Derby bez goli: Chelsea 0-0 Arsenal

Derby bez goli: Chelsea 0-0 Arsenal 17.09.2017, 15:40, Łukasz Wandzel 1074 komentarzy

Niedzielny szlagier 5. kolejki Premier League nie przyniósł ani jednego gola, jednak derby Londynu mogły się podobać każdemu sympatykowi piłki nożnej. Wielu sytuacjom podbramkowym towarzyszyła waleczność zawodników, co przekładało się na ostre fizyczne pojedynki oraz... kartki.

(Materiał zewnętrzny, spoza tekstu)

PR #1333, opened 2025-02-15
docs: Fix formatting of example section in docstring

### LINKED ISSUE #1326: docs: Docstring examples are broken
Doctests are not rendered as code blocks. See for example the latest version of the docs:

Image

Already occurs in version 0.6 of the docs (https://skore.probabl.ai/0.6/generated/skore.Project.html#skore.Project.get_note)

glemaitre:
closes #1326 

Fixing formatting in "Examples" section some method classes.

### DIFF
--- a/skore/src/skore/project/project.py
+++ b/skore/src/skore/project/project.py
@@ -45,12 +45,10 @@ class Project:
 
     Examples
     --------
-    >>>
-    >> import skore
-    >>
-    >> project = skore.Project("my-xp")
-    >> project.put("score", 1.0)
-    >> project.get("score")
+    >>> import skore
+    >>> project = skore.Project("my-xp")
+    >>> project.put("score", 1.0)
+    >>> project.get("score")
     1.0
     """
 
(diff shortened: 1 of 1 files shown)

Z pewnością kibice The Blues, jak i The Gunners będą czuć niedosyt związany z podziałem punktów. Gospodarze chcieli wykorzystać słabą dyspozycję Arsenalu i liczyli, że pomoże im w tym występ na Stamford Bridge. Na ich nieszczęście, podopieczni Arsene'a Wengera czuli się nieswojo na stadionie przeciwnika nie więcej niż dziesięć minut. Po tym czasie poradzili sobie ze swoją własną nieporadnością i ruszyli do ataku, pokazując charakter. Piłkarze Chelsea byli faworytami w tym spotkaniu, dlatego wielu dziwi się, że Kanonierzy zdołali uzyskać chociaż punkt. Prawda jest taka, że byli znacznie bliżej zwycięstwa od swojego rywala.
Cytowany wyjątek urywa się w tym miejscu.